Approximate solution of stochastic infinite horizon optimal control problems for constrained linear uncertain systems
Eunhyek Joa, Francesco Borrelli
TL;DR
This work introduces a data-driven MPC framework to approximate infinite-horizon, constrained linear stochastic optimal control with convex stage costs and bounded disturbances. By combining a one-step horizon MPC with episodic learning of a safe, robust terminal set and a convex, piecewise-affine value function, the method achieves recursive feasibility, robust constraint satisfaction, and convergence in probability to a target set, while guaranteeing near-optimality in a local region as episodes accrue.
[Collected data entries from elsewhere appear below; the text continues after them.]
PR #383, opened 2021-10-26
feat(Data Export): Implement Embedded table export

### LINKED ISSUE #381: Implement export for Embedded table
Implement the component export for the Embedded table in this step [5.8: Impacts from Different Devices](https://wise.berkeley.edu/preview/unit/34569/node265).

Place the logic in the dataExportController.ts. Add a tag to the component in the project content and then look for the tag to determine when this Embedded table export can be used for an Embedded component.

geoffreykwan:
Make sure the "Export Component Data" works properly when exporting data saved in the Embedded table on this step.

In order for this device table to be exportable, the component must have the tag devices-kwh-co2-table
[3.3 A: Investigation #2: Device Usage Plan](https://wise.berkeley.edu/preview/unit/32968/node162)
You can use the updated model (that properly saves every time) that I've placed in the shared curriculum folder [appliances-new.html](https://wise.berkeley.edu/curriculum/shared/appliances-kwh-co2-table/v1/appliances-new.html). If you want to download it locally, you will need the html, js, and styles.css files.

In order for this transportation table to be exportable, the component must have the tag transportation-co2-table
[3.3 B: Investigation #3: Transportation Plan](https://wise.berkeley.edu/preview/unit/32968/node163)
You can use the updated model (that properly saves every time) that I've placed in the shared curriculum folder [transportation-new.html](https://wise.berkeley.edu/curriculum/shared/transportation-co2-table/v1/transportation-new.html). If you want to download it locally, you will need the html, js, and styles.css files.

1. Launch the Classroom Monitor for the run
2. Go to the Data Export view
4. Find the Embedded component
5. Click the "All" button and make sure it exports all the work
6. Click the "Latest" button and make sure it exports the latest work

Make sure the "Export Component Data" works for other components that can be exported such as Match or Discussion.

### DIFF
--- a/src/assets/wise5/classroomMonitor/dataExport/dataExportController.ts
+++ b/src/assets/wise5/classroomMonitor/dataExport/dataExportController.ts
@@ -11,8 +11,8 @@ import { TeacherProjectService } from '../../services/teacherProjectService';
 
 class DataExportController {
   $translate: any;
-  availableComponentAllRevisionsDataExports = ['DialogGuidance', 'Discussion', 'Match'];
-  availableComponentLatestRevisionsDataExports = ['DialogGuidance', 'Match'];
+  allowedComponentTypesForAllRevisions = ['DialogGuidance', 'Discussion', 'Match'];
+  allowedComponentTypesForLatestRevisions = ['DialogGuidance', 'Match'];
   componentExportTooltips = {};
   componentExportDefaultColumnNames = [
     '#',
@@ -51,6 +51,12 @@ class DataExportController {
   dialogGuidanceRevisionLabel: string = 'Revision';
   dialogGuidanceScoreLabel: string = 'Score';
   dialogGuidanceStudentResponseLabel: string = 'Student Response';
+  embeddedTableKeyToValue = {
+    co2saved: 'CO2 Saved',
+    current: 'Current',
+    future: 'Future',
+    kwhsaved: 'kWh Saved'
+  };
   exportStepSelectionType: string = 'exportAllSteps';
   exportType: string = null; // type of export: [latestWork, allWork, events]
   includeAnnotations: boolean;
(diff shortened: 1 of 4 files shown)


src/assets/wise5/classroomMonitor/dataExport/dataExportController.ts
```diff
@@ -2594,27 +2600,31 @@ class DataExportController {
...
-        return true;
-      }
+  isDataSpring20201EmbeddedComponentAndCanExport(component: any) {
+    if (
+      component.type === 'Embedded' &&
+      component.tags != null &&
+      component.tags.includes('DataSpring20201')
+    ) {
+      return true;
     }
```
hirokiterashima:
```suggestion
  isDataSpring20201EmbeddedComponentAndCanExport(component: any): boolean {
    return component.type === 'Embedded' && component.tags != null && 
        component.tags.includes('DataSpring20201');
```
This function should always return a boolean value. Right now it can return true or void.

hirokiterashima (changes requested):
Can you put the embeddedComponentExport functions into another class instead of adding it to dataExportController? 

Also see the inline code change suggestion to clarify the ```isDataSpring20201EmbeddedComponentAndCanExport``` function.

src/assets/wise5/classroomMonitor/dataExport/dataExportController.ts
geoffreykwan: Ok, fixed the function.

I think we should move all the component specific exports into their own classes in another issue. All the different export types should also be in their own routes and classes (work export, events export, notebook export, etc) and done in another issue as well.

geoffreykwan:
I've added another Embedded table model (transportation) to test for exporting in the description.

hirokiterashima (approved):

The approach replaces intractable infinite-horizon dynamics with a tractable disturbance-sampling approximation of the terminal cost and a forward-learning loop that expands the safe set and refines the value function, guided by a novel exploration strategy. Empirical results show the proposed method outperforms a certainty-equivalent LMPC in expected cost and is significantly faster than a global value-iteration method, highlighting its practicality for real-time, safety-critical applications.
Abstract
We propose a Model Predictive Control (MPC) with a single-step prediction horizon to approximate the solution of infinite horizon optimal control problems with the expected sum of convex stage costs for constrained linear uncertain systems. The proposed method aims to enhance a given sub-optimal controller, leveraging data to achieve a nearly optimal solution for the infinite horizon problem. The method is built on two techniques. First, we estimate the expected values of the convex costs using a computationally tractable approximation, achieved by sampling across the space of disturbances. Second, we implement a data-driven approach to approximate the optimal value function and its corresponding domain, through systematic exploration of the system's state space. These estimates are subsequently used to calculate the terminal cost and terminal set within the proposed MPC. We prove recursive feasibility, robust constraint satisfaction, and convergence in probability to the target set. Furthermore, we prove that the estimated value function converges to the optimal value function in a local region. The effectiveness of the proposed MPC is illustrated with detailed numerical simulations and comparisons with a value iteration method and a Learning MPC that minimizes a certainty equivalent cost.